Analysis of Labor Productivity
Labor productivity measures the output per labor hour. In the initial scenario, total hours worked per week are:
- First shift: 70 employees x 40 hours = 2,800 hours
- Second shift: 30 employees x 40 hours = 1,200 hours
- Total: 4,000 hours
Production is 2,500 uniforms, thus labor productivity is:
Initial labor productivity = 2,500 units / 4,000 hours = 0.625 units per hour
In the expanded scenario, each shift works 72 hours. The total hours are:
- First shift: 70 employees x 72 hours = 5,040 hours
- Second shift: 30 employees x 72 hours = 2,160 hours
- Total: 7,200 hours
Production increases to 4,000 units, so labor productivity is:
New labor productivity = 4,000 / 7,200 ≈ 0.556 units per hour
Comparing the two, labor productivity has decreased. The percentage change is:
Percentage change = [(0.556 - 0.625) / 0.625] * 100 ≈ -11.04%
This demonstrates an approximate 11.04% decline in labor productivity, indicating that while total output increased, the efficiency of labor input decreased under the new operating conditions.
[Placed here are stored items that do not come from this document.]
PR #461, opened 2023-09-24
set_window(): Avoid an exception when x is zero and the width is zero

drtonyr:
We have a bug in set_window() that is triggered when x is zero and the width is zero or y is zero and the height is zero.

You could say "well don't do that then", but this situation does happen when we asked for strings to be displayed in a fixed width, see #251 for background.  There is a work around for that particular case in #460.   However, this patch makes the system more robust to direct calls to set_window().


daniel-thompson:
> You could say "well don't do that then"

I've been thinking about this and I am inclined to say exactly that!

To explain, throwing an exception when a function is asked to do something nonsensical (such as set a hardware window to value that cannot be represented by the hardware) is "not a bug" because it is arguably the correct thing to do. In this case it is impossible to figure our what the caller wanted to happen. Python exceptions are how we communicate to the caller that the current function cannot figure out how to safely proceed and that the current function needs help from one of the parent functions to figure out what to do next.

Now, I admit we got lucky with the exception since the code wasn't intentionally designed to raise an exception here. However IMHO improving the docs to make it clearer what the preconditions of the function are is better than trying to avoid the exception here: the current function's behavior is a sensible defensive measure against abuse by callers (and is free in terms of code size ;-) ).

drtonyr:
Well I mostly agree, but I don't think we are asking for something nonsensical, just something that can't be represented by a hardware call.   It's not up to the Micropython developer to know the hardware, we are supposed to abstract the details.

However, I'm not certain whether a zero width or zero height window has a real use or not, I just don't have the experience at this level.   You can compare this to the fill() call where I do have experience, in that case you could also say that it's nonsensical to fill a rectangle of zero width or zero height and it certainly can't be represented by a hardware call, but we do it all over the code.  In the case of fill() the Pythonic thing to do is just to accept zero width or zero height and do nothing.   You could definitely make the same argument for set_window().

Anyway, I made two pull requests so that this bug would get fixed one way or another.  If you accept the other one, let's close this one.  If set_window() becomes problematic for anyone they will search for it and find this thread.  In the meantime everything we want to work will work.

daniel-thompson:
> In the case of fill() the Pythonic thing to do is just to accept zero width or zero height
> and do nothing. You could definitely make the same argument for set_window().

I don't think such an argument works for set_window() because it is unclear what to do next. If .set_window() ignores it arguemtns and exits successful with the hardware set of a window that was not requested then what is the driver supposed to do when the caller writes data?

IMHO throwing an exception here is "the right thing to do". Naturally it would be more pythonic to throw a more exact exact exception (DrawingError?) since that would be easier to catch. However, I don't think we can spare the performance for that! The drawing functions are the most heavily optimized part of the entire of wasp-os. The watch would be unusable without these optimizations but even with them, most of the latency during an application switch is spent redrawing the screen. Thus I think we should be OK with being 75% pythonic and keep the benchmarks from being impacted.

drtonyr:
Yes, you are right, I've done some digging on the ST7789 wrt CASET and RASET.   I now understand that the way it's designed is that it needs start and end positions, both of which are used.  This means that there are two cases that we call where the call is out of bounds for what the hardware can support.  In both cases the width or height is zero.

1. the start (x/y) is zero.   Here we throw an exception, which is the right thing to do (and agreed, we don't want a more detailed exception).  This happens as the computed end position is -1 which we can't represent.
2. the start (x/y) is non-zero.  Here we do not throw an exception, but we are setting the hardware into a bad state.

We get away with (2) routinely - it's the result of a fill() call for which the only write must be zero bytes and it seems that zero byte writes with dud windows are tolerated.

My patch did not ignore the invalid state causing problems later, it forced invalid calls to be valid.   However, this is still the wrong thing to do.   

As you say, we can't afford to error check at this level.   We can document that whilst we don't catch it, the hardware can not cope with width or height being zero.  Currently this happens routinely when rightpad=0 in string().  We can try harder to not set the hardware into an invalid state.

Incidentally, whilst researching this I found http://www.technoblogy.com/show?3UEJ which says that you can read from the display and therefore do smooth animations with the XOR trick.   This is just for fun, I'm not suggesting we implement in micropython, but it's interesting.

Analysis of Weekly Profits
Profitability is derived from the difference between revenue and costs. The revenue for each scenario is calculated as the number of units produced multiplied by the contract price of $200:
- Initial revenue: 2,500 units x $200 = $500,000
- Expanded revenue: 4,000 units x $200 = $800,000
The weekly profit in each case is:
- Initial profit: $500,000 - $300,000 = $200,000
- Expanded profit: $800,000 - $576,000 = $224,000
Hence, weekly profits increased by:
Change in profit = ($224,000 - $200,000) / $200,000 * 100 = 12%
This signifies a 12% increase in weekly profits, primarily driven by increased output and sales despite higher per-unit costs.
Conclusion
Operational adjustments at ABC Company, including extended working hours across shifts, have led to mixed outcomes concerning productivity and profitability. While total output and profits increased, both multifactor and labor productivity ratios declined. This decrease highlights a decline in efficiency, emphasizing the importance of optimizing resource utilization. Companies facing such operational shifts should carefully evaluate cost structures and productivity metrics to ensure sustainable profitability and operational efficiency in the long term.